Sans haine, sans arme, sans violence

Il est donc nécessaire de poursuivre l’élan du contre-sommet par d’autres rencontres internationales qui permettront de planifier des actions collectives. Si les luttes locales restent fondamentales, elles doivent aussi se lier à d’autres plus globales, alors que les effets du réchauffement climatique ne connaissent pas de frontières. Le prochain forum social mondial, qui aura lieu à Montréal en août prochain, a été considéré par plusieurs comme un rendez-vous nécessaire, un jalon à la construction de ce mouvement international.

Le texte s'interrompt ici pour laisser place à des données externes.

PR #1369, opened 2025-05-05
Add a datasets.toy_dataframe()?

### LINKED ISSUE #1189: Add a `datasets.toy_dataframe()`?
(or some better name)

a function that creates and returns a small dataframe with columns of various types that we can use in the docstring examples. the goal is to avoid the need of creating the data in the examples, and also not need to download an  actual dataset.

first step is make a list of docstrings that could benefit from such a function and seeing if we can come up with one that would suit a good proportion of docstrings

an alternative could be using one of the scikit-learn datasets that don't need network access, but I think IIRC they will not have many different types in their columns. maybe the titanic one?

note we have a similar function as a pytest fixture but the goal is different: cover many different weird combinations of int, float, missing values etc. whereas the new function would be for illustration not testing

Themlaw:
fix #1189 
added a toy dataframe generation to be used in the docstrings. Display various types of data that can be store in a dataframe. Such as integers, floats, strings, booleans, dates, and times.

### DIFF
--- a/skrub/datasets/_generating.py
+++ b/skrub/datasets/_generating.py
@@ -99,3 +99,22 @@ def toy_orders(split="train"):
     else:
         assert split == "all", split
     return Bunch(X=X, y=y, orders=X.assign(delayed=y), orders_=X, delayed=y)
+
+def toy_dataframe():
+    """
+    Create a toy dataframe with various data types. Such as strings, booleans, dates, and integers.
+    
+    Returns
+    -------
+    df : pd.DataFrame
+        A pandas DataFrame with 5 rows and 6 columns.
+    """
+    df = pd.DataFrame({
+        "ID": [1, 2, 3, 4, 5],
+        "name": ["Alice", "Bob", "Charlie", "David", "Eve"],
+        "product": ["pen", np.nan, "cup", "spoon", "fork"],
+        "is_active": [True, False, True, False, True],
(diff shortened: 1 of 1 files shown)


rcap107:
Hi @Themlaw, and thanks for working on this! I apologize for the slow response. 

I think it's a good start! Two main things:
- Given that we want to keep feature equivalence between polars and pandas, and that we might need either library in some examples, it would be good if you could modify the function so that it takes the dataframe engine (pandas or polars) as a parameter to produce the correct result.  
- Coverage is complaining, so you should add a generation test to `skrub/datasets/tests/test_generating.py` that asserts that the generated dataset is exactly what you're expecting. The `df_module` will help with that. 

We might also want to add more columns/different cases later, but this is already a good start.

rcap107:
Hey @Themlaw, it seems like there was a mess-up on our side: this feature had already been implemented during a sprint, and the issue was not marked as complete as it should have. 

Now the situation is that there is a function called `skrub.toy_orders` that is already used in a number of examples, so the current PR would be redundant. I'm really sorry about that :see_no_evil: 

However, the current implementation of `toy_orders` has some issues (it should be imported from ` skrub.datasets` rather than `skrub`, and it is not documented properly). Would you be interested in working on #1403 to address these problems?

Vincent-Maladiere:
Closing in favor of https://github.com/skrub-data/skrub/issues/1403

Issue #1362, opened 2025-05-02
Bad formatting in DatetimeEncoder documentation


rcap107:
### Describe the issue linked to the documentation

Formatting is broken in the DatetimeEncoder 

![Image](https://github.com/user-attachments/assets/30617b4e-c652-458f-91f3-e2b1d9a7a395)

We should also add more detail on the default (and unmodifiable) parameters that are used for the periodic encoders.

jeromedockes:
fixed by #1374

PR #1374, opened 2025-05-12
Fixing formatting and improving docstring 

rcap107:
Addresses #1362 and cleans a bit the docstring for the DatetimeEncoder

Note that sphinx is being sphinx so the generated docs for the ``DatetimeEncoder`` are not putting the summary where it's supposed to be (after the big Note), and I don't know how to fix that.


jeromedockes (approved):
thanks a lot @rcap107 !

PR #1376, opened 2025-05-12
Adding a demo of what periodic features added by the DatetimeEncoder look like

rcap107:
I added everything, but the index html is really messed up, and there may be conflicts with #1368 (I'll deal with them later)

### DIFF
--- a/doc/generate_datetime_example.py
+++ b/doc/generate_datetime_example.py
@@ -3,10 +3,12 @@ A script for generating a plot that displays how periodic features are encoded,
 to be added to the front page.
 """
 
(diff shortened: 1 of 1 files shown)


Vincent-Maladiere:
A few remarks after an IRL discussion with @jeromedockes:
- We should try to keep a single feature engineering section and avoid splitting it into text encoding and datetime encoding.
- We should either show a single image (gap encoding or datetime encoding) or show both, but align them horizontally or vertically so that the section doesn't look overcrowded with information.
- If we choose not to display the datetime encoding here, we can still show it in the user guide

Issue #1380, opened 2025-05-14
Enable multi-scoring search in the parallel plot


Vincent-Maladiere:
Currently, the parallel plot hardcodes `mean_test_score` as a color value. This column in `search._get_cv_results_table()` get renamed when using multiple scoring in the search:

```python
import skrub
from skrub.datasets import fetch_employee_salaries
from skrub import TableVectorizer
from sklearn.linear_model import RidgeCV

data = fetch_employee_salaries()
X, y = skrub.X(data.X), skrub.y(data.y)

cols = skrub.choose_from([["gender"], ["employee_position_title"]], name="cols")
pred = X[cols].skb.apply(TableVectorizer()).skb.apply(RidgeCV(), y=y)
search = pred.skb.get_grid_search(
    fitted=True,
    scoring=["r2", "neg_root_mean_squared_error"],
    refit="r2",
)
search.results_
```
```
	cols	mean_test_r2	mean_test_neg_root_mean_squared_error
0	['employee_position_title']	0.6022776657776607	-18355.519056003614
1	['gender']	0.004850310775039612	-29025.44568535838
```

But it fails at the plotting of the parallel plot because mean_test_score is hardcoded.

```python
search.plot_results()
```
```
KeyError: 'mean_test_score'
```

PR #1383, opened 2025-05-14
Enable multi scoring for parallel plot

Vincent-Maladiere:
Fixes https://github.com/skrub-data/skrub/issues/1380

### DIFF
--- a/skrub/_expressions/_estimator.py
+++ b/skrub/_expressions/_estimator.py
@@ -655,7 +655,7 @@ class ParamSearch(_CloudPickleExpr, BaseEstimator):
         Cross-validation results containing parameters and scores in a dataframe.
         """
         try:
-            return self._get_cv_results_table()
+            return self._get_cv_results_table()[0]
         except NotFittedError:
             attribute_error(self, "results_")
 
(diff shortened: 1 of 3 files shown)


skrub/_expressions/_estimator.py
```diff
@@ -737,13 +737,14 @@ def _get_cv_results_table(self, return_metadata=False, detailed=False):
...
+        col_score = f"mean_test_{metric_names[0]}"
         table = table.sort_values(
-            f"mean_test_{metric_names[0]}",
+            col_score,
             ascending=False,
             ignore_index=True,
             kind="stable",
         )
-        return (table, metadata) if return_metadata else table
+        return (table, col_score, metadata) if return_metadata else (table, col_score)
```
jeromedockes, line 747: thanks for starting it @Vincent-Maladiere ! do you think it might be easier to just put the col_score in the metadata, eg `metadata["main_score_column"] = "mean_test_accuracy"` or something like that?

Vincent-Maladiere: Why not! How to handle the case when `return_metadata = False` though? 🤔

jeromedockes: that function is only called by parallel coord which passes `metadata=True` and `results_` and `detailed_results_` with metadata=False but those wouldn't use the col_score either so it shouldn't be a problem. I guess I am saying the sorting column name is metadata about the table in the same way that the list of log-scale column is and callers that need it should pass metadata=True and retrieve it from there.

as this is a private function it is also perfectly fine to remove the metadata=False option and always return the metadata, and callers that don't need it just discard it, as you prefer!

skrub/_expressions/tests/test_parallel_coord.py
```diff
@@ -82,3 +83,22 @@ def test_parallel_coord():
     assert dim["label"] == "score"
     dim = next(data)
     assert dim["label"] == "fit time"
+
+
+def test_multi_scoring():
```
jeromedockes, line 88:
```suggestion
def test_multi_scoring():
    pytest.importorskip("plotly")

```

jeromedockes (approved):
LGTM, thanks @Vincent-Maladiere !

En attendant, la militante et auteure Naomi Klein, omniprésente lors du contre-sommet, a donné un mot d’ordre. En faisant allusion au terme « blockadia », utilisé dans son dernier essai Tout peut changer, elle insistait sur la nécessité de prendre tous les moyens pour bloquer systématiquement les projets d’extraction de ressources fossiles. Ainsi, la résistance face à l’oléoduc qui ferait cheminer le pétrole des sables bitumineux en direction de l’Atlantique est vitale : il s’agit désormais de la seule porte de sortie pour ce pétrole sale. La fermer permettra de conserver ce pétrole au seul endroit qui lui convient, c’est-à-dire bien enfoui sous la terre.

Pendant le contre-sommet, on remarquait aussi la présence du groupe HK et les Saltimbanks, qui reprenait une chanson particulièrement appropriée : Sans haine, sans arme et sans violence. / De résistances en désobéissances. / C’est une évidence, nos vies n’ont plus aucun sens, / depuis que nos rêves sont indexés sur le prix de l’essence. Cette chanson exprimait le difficile programme de celles et ceux qui les écoutaient, ravis et revigorés.